• [GIVEN DATA]:
Issue #724, opened 2019-08-30
Add configuration value: "compute.ops_on_diff_frames"


itholic:
elated with #715 , I'm working on "compute.ops_on_diff_frames"

PR #725, opened 2019-08-30
Add configuration value: compute.ops_on_diff_frames

itholic:
related with #724  i added compute.ops_on_diff_frames

### DIFF
--- a/databricks/koalas/config.py
+++ b/databricks/koalas/config.py
@@ -39,7 +39,7 @@ _registered_options = {
     # For example, 'combine_frames' function internally performs a join operation which can be
     # expensive in general.
     # So, if `compute.ops_on_diff_frames` variable is not True, that method throws an exception.
-    "compute.ops_on_diff_frames": True,
+    "compute.ops_on_diff_frames": False,
 }  # type: Dict[str, Any]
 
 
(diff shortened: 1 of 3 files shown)


databricks/koalas/config.py
```diff
@@ -34,6 +34,12 @@
     # For example, this value determines whether the repr() for a dataframe prints out fully or
     # just a truncated repr.
     "display.max_rows": 1000,  # TODO: None should support unlimited.
+
+    # This determines whether or not to operate between two different dataframs.
+    # For example, 'combine_frames' function internally performs a join operation which can be
+    # expensive in general.
+    # So, if `compute.ops_on_diff_frames` variable is not True, that method throws an exception.
+    "compute.ops_on_diff_frames": True,
```
HyukjinKwon: It defaults `false`.

itholic: @HyukjinKwon Thanks. i've fix it.

databricks/koalas/utils.py
```diff
@@ -39,11 +38,12 @@ def combine_frames(this, *args, how="full"):
     the columns names from both DataFrames
 
     It internally performs a join operation which can be expensive in general.
-    So, if `OPS_ON_DIFF_FRAMES` environment variable is not set,
+    So, if `compute.ops_on_diff_frames` variable is not True,
```
HyukjinKwon: `variable` -> `option`.

HyukjinKwon: `is not True` -> `is False`

PR #728, opened 2019-08-30
Add plotting.max_rows

charlesdong1991:


databricks/koalas/tests/test_frame_plot.py
```diff
@@ -7,6 +7,7 @@
 import numpy as np
 
 from databricks import koalas
+from databricks.koalas.config import set_option
```
HyukjinKwon: @charlesdong1991, how about we just set? Although not all tests are dependent on this configuration but I think it's fine to set globally for the test cases below since this configuration itself is specific to plot and the test cases here are dedicated for plot.

```python
    @classmethod
    def setUpClass(cls):
        super(DataFramePlotTest, cls).setUpClass()
        set_option('plotting.max_rows', 1000)

    @classmethod
    def tearDownClass(cls):
        super(DataFramePlotTest, cls).tearDownClass()
        reset_option('plotting.max_rows')
```

databricks/koalas/tests/test_frame_plot.py
```diff
@@ -201,3 +202,13 @@ def test_missing(self):
             with self.assertRaisesRegex(PandasNotImplementedError,
                                         "method.*DataFrame.*{}.*not implemented".format(name)):
                 getattr(ks.plot, name)()
+
+    def test_topn_max_rows(self):
```
HyukjinKwon: +1 to have this test.

databricks/koalas/tests/test_frame_plot.py
```diff
@@ -201,3 +202,13 @@ def test_missing(self):
...
+        pdf = pd.DataFrame(np.random.rand(2500, 4), columns=['a', 'b', 'c', 'd'])
+        kdf = koalas.from_pandas(pdf)
+
+        set_option("plotting.max_rows", 2000)
```
HyukjinKwon: The other tests look failed because this configuration wasn't reset back.

databricks/koalas/tests/test_frame_plot.py
charlesdong1991: nice idea! thanks! @HyukjinKwon

databricks/koalas/plot.py
```diff
@@ -51,7 +52,7 @@ def _get_standard_kind(kind):
 
 
 class TopNPlot:
-    max_rows = 1000
+    max_rows = get_option("plotting.max_rows")
```
HyukjinKwon: Oh! this shouldn't be here. It will statically assign the value into the class value `TopNPlot. max_rows `. `get_option("plotting.max_rows")` should be called within each method, `get_top_n` and `set_result_text`.

databricks/koalas/tests/test_frame_plot.py
```diff
@@ -15,6 +16,17 @@
 
 
 class DataFramePlotTest(ReusedSQLTestCase, TestUtils):
+
+    @classmethod
```
HyukjinKwon: Can we add this same thing into `SeriesPlotTest` too?

databricks/koalas/plot.py
charlesdong1991: yes!! i also found this caused failure everytime... i am refactoring ^^

thanks!

databricks/koalas/tests/test_frame_plot.py
charlesdong1991: sure!

databricks/koalas/tests/test_frame_plot.py
```diff
@@ -201,3 +214,12 @@ def test_missing(self):
             with self.assertRaisesRegex(PandasNotImplementedError,
                                         "method.*DataFrame.*{}.*not implemented".format(name)):
                 getattr(ks.plot, name)()
+
+    def test_topn_max_rows(self):
+        self.setUpClass()
```
HyukjinKwon: Seems we can remove this since `setUpClass` will be called when this test class is started.

databricks/koalas/tests/test_series_plot.py
```diff
@@ -76,12 +87,13 @@ def test_bar_plot(self):
         self.compare_plots(ax1, ax2)
 
     def test_bar_plot_limited(self):
+        self.setUpClass()
```
HyukjinKwon: This one too. Unittest will automatically call `setUpClass` when it initialises the set of tests, and `tearDownClass` when the tests are finished.

databricks/koalas/tests/test_frame_plot.py
charlesdong1991: maybe this should stay? since only for this test, `max_rows` will be set to 2000? @HyukjinKwon

databricks/koalas/tests/test_series_plot.py
charlesdong1991: i will remove this.

databricks/koalas/tests/test_frame_plot.py
charlesdong1991: i see, will remove

HyukjinKwon:
Thanks for doing this, @charlesdong1991 ! merged.

PR #729, opened 2019-08-31
Add missing tests for datetime & Remove unsupported property

itholic:
Add missing test for `weekday`
스크린샷 2019-08-31 오후 3 01 12

Remove unsupported property `millisecond` for Series Datetime Properties.

스크린샷 2019-08-31 오후 2 49 55

### DIFF
--- a/databricks/koalas/datetimes.py
+++ b/databricks/koalas/datetimes.py
@@ -106,14 +106,6 @@ class DatetimeMethods(object):
         return _wrap_accessor_spark(self, F.second, LongType()).alias(self.name)
 
     @property
-    def millisecond(self) -> 'ks.Series':
-        """
-        The milliseconds of the datetime.
-        """
-        return _wrap_accessor_pandas(
-            self, lambda x: x.dt.millisecond, LongType()).alias(self.name)
-
-    @property
     def microsecond(self) -> 'ks.Series':
         """
         The microseconds of the datetime.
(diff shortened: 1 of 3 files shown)


databricks/koalas/datetimes.py
```diff
@@ -105,14 +105,6 @@ def second(self) -> 'ks.Series':
         """
         return _wrap_accessor_spark(self, F.second, LongType()).alias(self.name)
 
-    @property
-    def millisecond(self) -> 'ks.Series':
-        """
-        The milliseconds of the datetime.
-        """
-        return _wrap_accessor_pandas(
```
HyukjinKwon: Why did we remove this? Does this not work?

itholic: I thought these were the reuses of the dt functions from the Pandas Series.
However, in the screenshots I added to PR, the Pandas dt Property does not support milliseconds.
So I thought this was probably added by mistake.
And It doesn't actually work as you asked, (as in the following screenshot.)

스크린샷 2019-09-01 오후 2 06 51

itholic: @HyukjinKwon, Thanks to Review.
I thought these were the reuses of the Pandas Series dt Property.
However, in the screenshots I added to PR, the Pandas Series dt Property does not support milliseconds.
So I thought this was probably added by mistake.
And It doesn't actually work as you asked, (as in the following screenshot.)

스크린샷 2019-09-01 오후 2 06 51

PR #732, opened 2019-09-02
Add schema inference support at DataFrame.transform

HyukjinKwon:
This PR adds the support for schema inference support at DataFrame.transform.

Now, `DataFrame.transform` can be used as below:

```python

ks.range(10).transform(lambda x: x ** 2)
```

### DIFF
--- a/databricks/koalas/frame.py
+++ b/databricks/koalas/frame.py
@@ -43,7 +43,7 @@ from pyspark.sql.types import (BooleanType, ByteType, DecimalType, DoubleType, F
                                IntegerType, LongType, NumericType, ShortType, StructType)
 from pyspark.sql.utils import AnalysisException
 from pyspark.sql.window import Window
-from pyspark.sql.functions import pandas_udf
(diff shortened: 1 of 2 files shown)


databricks/koalas/frame.py
```diff
@@ -1575,20 +1584,48 @@ def transform(self, func):
...
+        should_infer_schema = return_sig is None
 
-        wrapped = ks.pandas_wraps(func)
-        applied = []
-        for column in self._internal.data_columns:
-            applied.append(wrapped(self[column]).rename(column))
+        if should_infer_schema:
+            # Here we execute with the first 1000 to get the return type.
+            # If the records were less than 1000, it uses pandas API directly for a shortcut.
+            limit = 1000
```
HyukjinKwon: We should add this as a configuration as well later.

HyukjinKwon:
cc @RainFung FYI

HyukjinKwon:
Merged.

PR #733, opened 2019-09-02
Add missing tests for sql

itholic:
As you can see in the following screenshot,

There were some missing sql test using Series, so I added it to Doc test.

스크린샷 2019-09-02 오전 11 33 44

could someone check this change maybe if available?

Thanks.

### DIFF
--- a/databricks/koalas/sql.py
+++ b/databricks/koalas/sql.py
@@ -122,6 +122,14 @@ def sql(query: str, globals=None, locals=None, **kwargs) -> DataFrame:
     0  1  3
     1  2  4
     2  2  5
+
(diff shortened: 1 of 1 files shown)


databricks/koalas/sql.py
```diff
@@ -122,6 +122,14 @@ def sql(query: str, globals=None, locals=None, **kwargs) -> DataFrame:
     0  1  3
     1  2  4
     2  2  5
+
+    And also possible to query using Series.
```
HyukjinKwon: `Also, it is possible ...`

itholic: Thanks. fixed it!

PR #734, opened 2019-09-02
Add some missing exception tests for base.py

itholic:
Found some missing exception tests in base.py

스크린샷 2019-09-02 오후 2 40 33
스크린샷 2019-09-02 오후 2 41 22
스크린샷 2019-09-02 오후 2 42 41
스크린샷 2019-09-02 오후 2 42 57

i added them some for doctest,

one for pytest 

(but this test is currently being skipped for some reason 

스크린샷 2019-09-02 오후 3 14 26

so maybe does not directly affect coverage.)

could someone check this when if available.

Thanks.

### DIFF
--- a/databricks/koalas/base.py
+++ b/databricks/koalas/base.py
@@ -385,6 +385,9 @@ class IndexOpsMixin(object):
 
         >>> ser.rename("a").to_frame().set_index("a").index.astype('int64')
         Int64Index([1, 2], dtype='int64', name='a')
+
+        >>> ser.astype('int63')
+        ValueError: Type int63 not understood
         """
         from databricks.koalas.typedef import as_spark_type
         spark_type = as_spark_type(dtype)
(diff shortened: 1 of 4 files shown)


databricks/koalas/base.py
```diff
@@ -385,6 +385,9 @@ def astype(self, dtype):
 
         >>> ser.rename("a").to_frame().set_index("a").index.astype('int64')
         Int64Index([1, 2], dtype='int64', name='a')
+
+        >>> ser.astype('int63')
+        ValueError: Type int63 not understood
```
HyukjinKwon: For such test, we should add it under `koalas/tests/...` rather than doctest because it becomes the part of documentation.

itholic: Thanks for comment. i'll fix and commit again

itholic: i've fixed them!

PR #735, opened 2019-09-02
Fix rpow and rfloordiv to use proper operators in Series

itholic:
While checking the series.py file,

there was an incorrectly implemented operator.

(I think maybe someone forgot to change the code in the process of copy & paste by mistake)

스크린샷 2019-09-02 오후 3 18 56

could someone check this changes if available.

Thanks :)

### DIFF
--- a/databricks/koalas/series.py
+++ b/databricks/koalas/series.py
@@ -204,11 +204,11 @@ d     NaN
 Name: a, dtype: float64
 
 >>> df.a.rpow(df.b)
-a    4.0
-b    NaN
-c   16.0
-d    NaN
-Name: a, dtype: float64
+a     4.0
+b     NaN
+c    16.0
+d     NaN
+Name: b, dtype: float64
 """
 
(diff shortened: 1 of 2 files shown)


databricks/koalas/series.py
```diff
@@ -465,6 +465,8 @@ def rsub(self, other):
     def mod(self, other):
         return (self % other).rename(self.name)
 
+    mode = mod
```
HyukjinKwon: @itholic, is `mode` same as `mod`? Seems not:

```python
>>> pdf.a.mode(1)
0    1
1    2
2    3
dtype: int64
>>> pdf.a.mod(1)
0    0
1    0
2    0
Name: a, dtype: int64
```

HyukjinKwon: You can remove it here and implement this later in a separate PR.

itholic: @HyukjinKwon Oops, sorry it was mistaken. i've roll back this change

PR #835, opened 2019-09-27
Move `SeriesGroupBy` specific functions and update docs for them.

ueshin:


ueshin:
We will support `SeriesGroupBy.filter()`, right? So I kept it there as well as `aggregate` and `agg` for now. I'm not sure we will be able to reuse the implementation, though.

HyukjinKwon:
Thanks, LGTM!

PR #838, opened 2019-09-28
Make plot tests actually check the difference between pandas' and Koalas'

HyukjinKwon:
We should close figure or clear axis; otherwise, it draws another plot in the same window. This ends up with comparing, for instance:

a1
b1

However we should compare each plot:

a
b

So, previously the comparison was always correct since both plots are overlapped. `plot_to_base64` closes the plot so we should call `plot_to_base64` for each axis before calling another plot.

### DIFF
--- a/databricks/koalas/tests/test_frame_plot.py
+++ b/databricks/koalas/tests/test_frame_plot.py
@@ -51,58 +51,61 @@ class DataFramePlotTest(ReusedSQLTestCase, TestUtils):
         plt.close(ax.figure)
         return b64_data
 
-    def compare_plots(self, ax1, ax2):
-        self.assert_eq(self.plot_to_base64(ax1), self.plot_to_base64(ax2))
-
     def test_line_plot(self):
-
-        def _test_line_plot(pdf, kdf):
+        def check_line_plot(pdf, kdf):
             ax1 = pdf.plot(kind="line", colormap='Paired')
+            bin1 = self.plot_to_base64(ax1)
             ax2 = kdf.plot(kind="line", colormap='Paired')
-            self.compare_plots(ax1, ax2)
+            bin2 = self.plot_to_base64(ax2)
+            self.assertEqual(bin1, bin2)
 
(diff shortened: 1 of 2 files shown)


databricks/koalas/tests/test_frame_plot.py
```diff
@@ -278,81 +311,115 @@ def test_pie_plot_error_message(self):
...
-    #     self.compare_plots(ax1, ax2)
-
-    #     ax1 = pdf.plot.kde(bw_method=3, ind=[1, 2, 3])
-    #     ax2 = kdf.plot.kde(bw_method=3, ind=[1, 2, 3])
-    #     self.compare_plots(ax1, ax2)
+        pdf1.columns = columns
+        kdf1.columns = columns
+        check_hist_plot(pdf1, kdf1)
+
+    def test_kde_plot(self):
```
HyukjinKwon: While I am here, I made a test case that compares pandas' and Koalas KDEs.

databricks/koalas/tests/test_frame_plot.py
```diff
@@ -278,81 +311,115 @@ def test_pie_plot_error_message(self):
...
-        _test_scatter_plot(pdf, kdf, x=('x', 'a'), y=('x', 'b'), c=('y', 'c'))
+        pdf1.columns = columns
+        kdf1.columns = columns
+        check_scatter_plot(pdf1, kdf1, x=('x', 'a'), y=('x', 'b'), c=('y', 'c'))
 
     def test_hist_plot(self):
-
-        def _test_hist_plot(pdf, kdf):
+        def check_hist_plot(pdf, kdf):
             _, ax1 = plt.subplots(1, 1)
```
ueshin: qq: some tests have lines like this, but what's those for? Do we need those?

HyukjinKwon: I think it was just to test with subplot (to allocate multiple plots (?)). We should close it to properly compare in this case too anyway.. should be fine.

HyukjinKwon:
Thanks 😍

PR #842, opened 2019-09-28
Generate "Release Notes" in official documentation

HyukjinKwon:
This PR proposes to generate "Release Notes" from https://github.com/databricks/koalas/releases
Basically, it gets the release MD text from the URL, converts it into rst file via `pandoc` (with `pypandoc`).

Reference: https://pandas.pydata.org/pandas-docs/stable/whatsnew/index.html#

Seems like working fine as below:

Screen Shot 2019-09-29 at 2 06 20 AM

Screen Shot 2019-09-29 at 2 06 26 AM

### DIFF
--- a/dev/gendoc.py
+++ b/dev/gendoc.py
@@ -64,7 +64,7 @@ def get_json(url):
     except HTTPError as e:
         if "X-RateLimit-Remaining" in e.headers and e.headers["X-RateLimit-Remaining"] == '0':
             print("Exceeded the GitHub API rate limit; see the instructions in " +
-                  "dev/merge_spark_pr.py to configure an OAuth token for making authenticated " +
+                  "dev/gendoc.py to configure an OAuth token for making authenticated " +
                   "GitHub requests.", sys.stderr)
         else:
             print("Unable to fetch URL, exiting: %s" % url, sys.stderr)
@@ -88,7 +88,7 @@ def list_releases_to_document(cur_version):
 def gen_release_notes(path):
     """
     Generate reStructuredText files for "Release Notes". It generates 'index.rst' file and
-    each rst file for each version's release note.under 'whatsnew' directory.
+    each rst file for each version's release note under 'whatsnew' directory.
     The contents are from Github release notes.
     """
     whatsnew_dir = "%s/whatsnew" % path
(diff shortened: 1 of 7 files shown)


docs/Makefile
```diff
@@ -8,6 +8,8 @@ SOURCEDIR     = source
 BUILDDIR      = build
 
 export PYTHONPATH := $(realpath ..):$(PYTHONPATH)
+# Add a sitecustomize.py to generate release notes
+export PYTHONPATH := $(realpath .)/prehook:$(PYTHONPATH)
```
HyukjinKwon: One downside is, though, it will always generates release notes even if we do, for example, `make clean`. But seems like it doesn't take a while (like a seconds).

dev/gendoc.py
```diff
@@ -0,0 +1,195 @@
...
+                pandoc_download._make_executable(dst)
+            src = os.path.join(tempfolder, "usr", "share", "doc", "pandoc", "copyright")
+            dst = os.path.join(targetfolder, "copyright.pandoc")
+            print("* Copying copyright to %s ..." % (targetfolder))
+            shutil.copyfile(src, dst)
+        finally:
+            os.chdir(cur_wd)
+            shutil.rmtree(tempfolder)
+
+    pandoc_urls, _ = pandoc_download._get_pandoc_urls("latest")
```
HyukjinKwon: This logic was just ported from pypandoc to:

1. check if already downloaded
2. to patch `https://github.com/bebraw/pypandoc/pull/154`

dev/gendoc.py
```diff
@@ -0,0 +1,195 @@
...
+                release_file.write("\n")
+                release_file.write("=" * len(name))
+                release_file.write("\n")
+                release_file.write("\n")
+                release_file.write(release_doc)
+                release_file.write("\n")
+                release_file.write("\n")
+
+
+def download_pandoc_if_needed(path):
```
HyukjinKwon: This whole function was basically just ported from pypandoc with some minor changes, in order to:
1. check if already downloaded
2. to patch `https://github.com/bebraw/pypandoc/pull/154`

HyukjinKwon:
Thanks! For 10 minutes koalas as a doc, I will do it in a separate PR @ueshin!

• [HOW TO COMPLETE THIS TASK]: I'd like every line with the string "below" copied from the listing.

• [WRITTEN REPLY]:
HyukjinKwon: @charlesdong1991, how about we just set? Although not all tests are dependent on this configuration but I think it's fine to set globally for the test cases below since this configuration itself is specific to plot and the test cases here are dedicated for plot.
Now, `DataFrame.transform` can be used as below:
Seems like working fine as below:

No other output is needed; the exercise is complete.